GOÄ 3523: Antistreptolysin-Bestimmung korrekt abrechnen

4 Min. Lesezeit
GOÄ 3523
Untersuchung folgender Messgrößen unabhängig vom Messverfahren, je Messgröße -Antistreptolysin (ASL)
Punktzahl 100  
Einfachsatz 5,83 € 1,0x
Regelhöchstsatz 6,70 € 1,1x
Höchstsatz 7,58 € 1,3x

Der Leitfaden zur GOÄ-Ziffer 3523 (Antistreptolysin): Erfahren Sie alles über Abrechnungssätze, Abgrenzungen und typische Fehler in der Praxis.

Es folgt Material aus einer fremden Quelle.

PR #606, opened 2026-06-02
Adds support to the code generators for equations of motion that include time explicitly.

### LINKED ISSUE #133: Support explicit functions of time in the ODE function generators.
Currently, explicit functions of time in the EoMs will not work with the ode function generators. For now, you must define any explicit functions of time as generic specifieds and do the evaluation in a custom function that is passed into the rhs function. This should be required and explicit functions of time should just work.

### LINKED ISSUE #396: The System class should automatically take care of dynamicsymbols._t
Consider this example:
```
m, k, b, g=sm.symbols('m k b g', real=True)
position, speed = me.dynamicsymbols('position speed')
positiond, speedd = me.dynamicsymbols('position speed', 1)
o = me.dynamicsymbols('o')
force = o*sm.sin(me.dynamicsymbols._t)
frame_ceiling=me.ReferenceFrame('ceiling')
point_origin=me.Point('origin')
point_origin.set_vel(frame_ceiling, 0)
particle_block=me.Particle('block', me.Point('block_pt'), sm.Symbol('m'))
particle_block.point.set_pos(point_origin, position*frame_ceiling.x)
particle_block.mass = m
particle_block.point.set_vel(frame_ceiling, speed*frame_ceiling.x)
force_magnitude = m*g-k*position-b*speed+force
force_block = (force_magnitude*frame_ceiling.x).subs({positiond:speed})
kd_eqs = [positiond - speed]
forceList = [(particle_block.point,(force_magnitude*frame_ceiling.x).subs({positiond:speed}))]
kane = me.KanesMethod(frame_ceiling, q_ind=[position], u_ind=[speed], kd_eqs = kd_eqs)
fr, frstar = kane.kanes_equations([particle_block], forceList)
zero = fr+frstar
from pydy.system import System
sys = System(kane, constants = {m:1.0, k:1.0, b:0.2, g:9.8},
specifieds={me.dynamicsymbols._t:lambda x, t: t, o:2},
initial_conditions={position:0.1, speed:-1*1.0},
times = np.linspace(0.0, 10.0, 10.0/0.01))

y=sys.integrate()
```

Here we have `force = o*sm.sin(me.dynamicsymbols._t)`. In the simulation code using the System class, passing `dynamicsymbols._t` as a specified throws an error:

```
  File "C:\Users\pappu\Desktop\Diving_Into_SymPy\autolev-test-examples\pydy-example-repo\mass_spring_damper.py", line 29, in <module>
    times = np.linspace(0.0, 10.0, 10.0/0.01))
  File "C:\Users\pappu\Desktop\virtual_env\env\lib\site-packages\pydy\system.py", line 116, in __init__
    self.specifieds = specifieds
  File "C:\Users\pappu\Desktop\virtual_env\env\lib\site-packages\pydy\system.py", line 249, in specifieds
    self._check_specifieds(specifieds)
  File "C:\Users\pappu\Desktop\virtual_env\env\lib\site-packages\pydy\system.py", line 306, in _check_specifieds
    self._assert_is_specified_symbol(k, symbols)
  File "C:\Users\pappu\Desktop\virtual_env\env\lib\site-packages\pydy\system.py", line 261, in _assert_is_specified_symbol
    symbol))
ValueError: Symbol t is not a 'specified' symbol.
```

Offizielle Beschreibung der GOÄ-Ziffer 3523

Untersuchung folgender Messgrößen unabhängig vom Messverfahren, je Messgröße -Antistreptolysin (ASL)

Die GOÄ-Ziffer 3523 beschreibt eine Laborleistung aus dem Bereich der Vorhalteleistungen in der eigenen, niedergelassenen Praxis (Abschnitt M II a). Diese Ziffer kommt zur Anwendung, wenn eine qualitative Bestimmung von Antistreptolysin-O-Antikörpern durchgeführt wird. Das Messverfahren ist laut Leistungsbeschreibung unerheblich, solange es sich um eine qualitative oder semiquantitative Untersuchung handelt.

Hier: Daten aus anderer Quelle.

PR #278, opened 2015-10-17
Add regression test for n-link pendulum model

oliverlee:
This commit resolves https://github.com/pydy/pydy/issues/108.

PR #609, opened 2026-06-02
Add n link pendulum regression test

moorepants:
From: https://github.com/pydy/pydy/pull/278


moorepants:
Close, this isn't needed.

Die Leistung ist mit 100 Punkten bewertet. Im Rahmen der vertragsärztlichen oder privatärztlichen Abrechnung ist zu beachten, dass diese Ziffer speziell für das praxiseigene Labor konzipiert ist. Sie deckt die Kosten für Reagenzien, Geräteabnutzung und den personellen Aufwand ab.

GOÄ 3523 in der Praxis: Indikation und qualitative Bestimmung

Die Bestimmung von Antistreptolysin (ASL) dient primär dem Nachweis einer stattgehabten Infektion mit Beta-hämolysierenden Streptokokken der Gruppe A. Typische klinische Indikationen sind der Verdacht auf poststreptokokken-assoziierte Folgeerkrankungen wie das Rheumatische Fieber oder eine akute Glomerulonephritis. Auch bei unklaren Gelenkschmerzen oder Herzbeschwerden nach einer Angina tonsillaris ist dieser Test sinnvoll.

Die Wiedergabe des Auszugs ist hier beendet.